1. A valve structure on the cylinder block of a brake booster, comprising a cylindrical exhaust column, wherein the outer side wall of the exhaust column is provided with external threads, characterized in that: The exhaust column has a coaxial cylindrical exhaust section at its front end. The diameter of the exhaust section is smaller than that of the exhaust column. The front end of the exhaust section is conical and forms a sealing slope. The exhaust section and the exhaust column have exhaust holes inside. The exhaust holes are set through the rear end of the exhaust column. The outer wall of the exhaust section has an exhaust port connected to the exhaust hole.

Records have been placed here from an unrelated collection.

Issue #107, opened 2023-07-26
Implement S3 Backups


maxinelasp:
### Summary

Per the spike #53, we need a backup system to back up the data S3 bucket to the backup account. To do this, we will need to create a backup bucket in the different account, and set up both the main bucket and the backup bucket to backup data. 

### Requirements

The more specific the better.
  - [x] Create a CDK deployment scheme for the backup account which creates and sets up the S3 bucket
  - [x] Modify the main CDK code to send back ups to the other account
  - [x] Update tests (if possible? Might only be possible in integration testing)
  - [x] Confirm that any files in S3 are copied over

### Related tickets

#53 
#67 
#93

PR #125, opened 2023-08-04
S3 backups

maxinelasp:
# Change Summary
Per ticket #107, create the CDK system for automatically backing up all files in the S3 data bucket. 

## Overview

This system is designed to be run in two accounts, although you can run both steps in the same account. You change the `CONTEXT` variable in the personal app template to change the context to deploy to - the backup account is set to "backup". If you are deploying to the backup account, you then have to change your profile to the backup account credentials.

Also required is setting the "CDK_S3_BACKUPS_SOURCE_ACCOUNT" environment variable to specify what account your source bucket is set up in. 

There are two manual steps that I haven't yet figured out. 
1. When you deploy the SdsDataManager stack in the dev or source account, you need to manually input the role name that is created into backup_bucket_stack.py. This name is generated with different characters each time and I haven't figured out what the template is yet to replicate it, or how to pass the ARN across different deploy steps. 
2. You need to manually create the replication rule in the source bucket. This takes about 2 minutes, and I think there is some way to do this in CDK, but I don't want to delay getting this PR out ahead of SIT-2. 

If you'd like to test cross-account replication, you can use my data bucket in the backup account (`sds-data-mh-backup`). Or, you can deploy both pieces to the same account and they should work. 

There aren't any dependencies across the new backup bucket stack and the sds-data-manager stack so they can be deployed separately. However, this does mean I make some manual assumptions. I would be open to passing some information back and forth to reduce those dependencies if people have any ideas

## New Dependencies
None

## New Files

- backup_bucket_stack.py
   - Creates the backup bucket and sets up permissions using the new role in sds_data_manager.py
   
## Updated Files

- sds_data_manager.py
   - Created a new role for replication permissions
- stackbuilder.py
   - added new util function to create backup bucket stacks
- app_template_dev.py
   - created new flow for accessing backup bucket stack  

## Testing

Skipped testing for now to get this up to review. I would expect this to just check the permissions on each role. I think checking the actual backups themselves are for integration testing - is that necessary at this point? What do people think?


maxinelasp:
Tests failed because it checks the number of roles and I didn't update it. I will fix now.

maxinelasp:
Here is what I see as potential solutions to not knowing the Role name: 
1. Just figuring out a way to get the Role arn - this is obviously best, but may not be possible. I'll continue looking into this.
2. Having the backup stack depend on the sds-data-manager stack - this isn't ideal because they otherwise are not really connected. This is beneficial because the backup stack doesn't need to be deployed more than once, and is in an entirely different account, so I don't want to add more dependencies than needed. I also am not sure if it work to deploy to two different accounts and have them connected - I think that's generally something CDK discourages. Also, since the stacks kind of depend on each other (sds-data-manager needs the backup bucket name), it seems like it would cause problems. 
3. Passing via "[Outputs](https://bobbyhadz.com/blog/aws-cdk-outputs)" - CDK has a method for outputting information which is then accessible to other stacks. These outputs can be written to a local file and then accessed from there. This would require that the sds-data-stack was run before backup-buckets stack on the same machine, which is kind of annoying, but also fine. This is probably my preferred method, but I could see it introducing issues later with automatic deployments (but the backup account probably won't be deployed as much and maybe we can manually move that output file around.)
4. writing to the context - I could write the role arn to cdk.json, but that would probably cause problems with git deployments if it ever gets committed by accident or something. 
5. Guessing at the name of the role - this is how I get the bucket name, but that's easier to guess. There is some template out there somewhere in cloudformation which determines this name, but I'm not sure if I could consistently get the correct name. Also, guessing at the name kind of sucks. 

Thoughts?

sds_data_manager/stacks/backup_bucket_stack.py
```diff
@@ -0,0 +1,96 @@
...
+class BackupBucket(Stack):
+    """
+    This stack creates the destination bucket for data backups. It can be run in
+    the same account as SdsDataManager, or in a separate account.
+    The source_account is a required parameter. This source account should be the
+    AWS account for the source bucket.
+
+    For replication to work, you also need to deploy SdsDataManager and create
+    the source bucket and replication role. Then, you need to manually update
+    the role_arn variable with the replication role created.
```
tech3371, line 24: I saw a question on your PR comment about how to add dependency. In CDK, there is a way to create a resource only after its dependent resources are created. For example, something like 
```
backup_bucket.node.add_dependency(sds_data_manager)
backup_bucket.node.add_dependency(source_bucket)
backup_bucket.node.add_depencency(replication_role)
```
What this does is, it makes sure all the source for the `backup_bucket` is created before it creates backup_bucket. I hope this helps.

sds_data_manager/stacks/backup_bucket_stack.py
```diff
@@ -0,0 +1,96 @@
...
+        sds_id: str
+        env : Environment
+            Account and region
+        source_account : str
+            Account number for the source S3 bucket
+        """
+        super().__init__(scope, construct_id, env=env, **kwargs)
+
+        # FOR NOW: Deploy other stack, update this name with the created role.
+        role_arn = (
```
tech3371, line 59: To get role_arn, I think you can use this `from_role_name()` from this link: https://docs.aws.amazon.com/cdk/api/v1/python/aws_cdk.aws_iam/Role.html#aws_cdk.aws_iam.Role.from_role_name.

Above returns an IRole. Then get `role_arn` from it?

Eg. 
```
iam_role_by_look_up = iam.Role.from_role_name(self, 'roleLookup', role_name=role_name)
role_arn = iam_role_by_look_up.role_arn
```
I think that's the syntax. I haven't tested it.

sds_data_manager/stacks/backup_bucket_stack.py
```diff
@@ -0,0 +1,96 @@
...
+            "arn:aws:iam::449431850278:"
+            "role/SdsDataManager-mh-dev-BackupRoleF43CFD90-11WK8QFUD7HTG"
+        )
+
+        # This is the S3 bucket used by upload_api_lambda
+        backup_bucket = s3.Bucket(
```
tech3371, line 65: Is this creating bucket again or is it creating same bucket in the backup account or region? If second case, should we add something to its name that it's a backup bucket?

sds_data_manager/stacks/backup_bucket_stack.py
maxinelasp: I can look into this, but I don't think it will work, because the sds_data_manager is created in a different account. When  deploying the backup bucket, it won't be able to see the sds_data_manager in the dev account.

sds_data_manager/stacks/backup_bucket_stack.py
maxinelasp: Unfortunately, that still requires the role name, which is the piece of information I don't know.

sds_data_manager/stacks/backup_bucket_stack.py
maxinelasp: It is creating a new bucket in the backup account. This does result in the name being `sds-data-[initial]-backup`, due to the way the sds-id is created. Is that sufficient, or would you like me to change the name of the bucket to something else? Maybe `sds-backup-[initial]-backup`?

tech3371: I see. We could add comment saying that this part is creating backup bucket in a different account to minimize confusion because they look exactly same when we look at it first. :)

or add suffix `backup`. You know how sds_id is set to `dev` or `prod`. Will `sds_id` be set to `backup` for backup account? If that's the case, then we are good.

A question. If we keep same exact bucket name convention for both source account and backup account, will it not give "bucket name is not unique" error?

sds_data_manager/stacks/backup_bucket_stack.py
tech3371: Ah, I see. Because it lives in different account?

sds_data_manager/stacks/backup_bucket_stack.py
tech3371: I think there is way to add this dependency at very high level like in `app.py` but we can look at it post SIT-2.

sds_data_manager/stacks/backup_bucket_stack.py
tech3371: ignore my comments. You already do this!

app_template_dev.py
```diff
@@ -52,20 +55,39 @@
...
-    app,
-    env=env,
-    sds_id=sds_id,
-    use_custom_domain=True,
-)
+if params["sds_id"] == "backup":
+    if not s3_source_account:
+        raise KeyError(
+            "No source account is set for the backup deploy."
+            "Please define the CDK_SOURCE_ACCOUNT environment variable."
```
tech3371: should this be `CDK_S3_BACKUPS_SOURCE_ACCOUNT` instead?

app.py
```diff
@@ -9,6 +9,9 @@
 This app is designed to be the dev and production deployment app.
 It defaults to a dev deployment via a default `env` value in cdk.json.
 To deploy to prod, specify `--context env=prod`.
+To deploy to the backup account (only deploys required backup stacks),
+specify `--context env=backup`.
+
```
tech3371, line 14: It's not related to your PR but wanted to mention that at one point, we need to update this `app.py` to match `app_template_dev.py`. Also, I don't know when we use `app.py` vs `app_template_dev.py`. I will create ticket for this task.

tech3371 (approved):
It looks good to me! Let me know if need anything else.

sds_data_manager/stacks/backup_bucket_stack.py
maxinelasp: Yes, the role is in a different account (dev) while this IAM role is in the backup account. 

That method actually also requires the role to be in the same account, so even if I did know the name it wouldn't work.

sds_data_manager/stacks/backup_bucket_stack.py
maxinelasp: Yes, the sds_id is set to `backup` for the backup account, so all the deployed resources have "backup" in the name! Does that all make sense?

app_template_dev.py
maxinelasp: Yes! Thanks for the catch, I changed the name

app.py
maxinelasp: I wasn't clear what parts of app.py needed to be updated to match with app_template_dev.py so I left it as is. I'm happy to copy over app_template_dev.py and remove all the initial specific stuff if that's preferable!

sds_data_manager/stacks/backup_bucket_stack.py
tech3371: yes. It does now!

app.py
tech3371: me too. I created a ticket for this https://github.com/IMAP-Science-Operations-Center/sds-data-manager/issues/127

sdhoyt (approved):

bryan-harter:
I tried it out and it worked great! I uploaded three files, and saw them replicate into another account.  I delete the files on the primary account, and saw they still stayed put in the backup account.  

My only comment is that there's a lot of manual steps.  It's probably unavoidable, but it would be nice if they were somehow integrated into the code.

2. The valve structure on the cylinder of a brake booster according to claim 1, characterized in that: The exhaust column has an annular pressure ring on the outer side wall at the rear end.

3. The valve structure on the cylinder of a brake booster according to claim 2, characterized in that: The pressure ring has an annular groove on its front side, and a sealing ring is connected inside the groove.

4. The valve structure on the cylinder of a brake booster according to claim 2, characterized in that: The exhaust column has a hexagonal operating part on the outer side wall at the rear end, and the operating part is located on the rear side of the pressure ring.

5. The valve structure on the cylinder of a brake booster according to claim 4, characterized in that: The rear end of the exhaust column is connected to an exhaust connector coaxial with the exhaust column, and the exhaust connector is connected to the exhaust port.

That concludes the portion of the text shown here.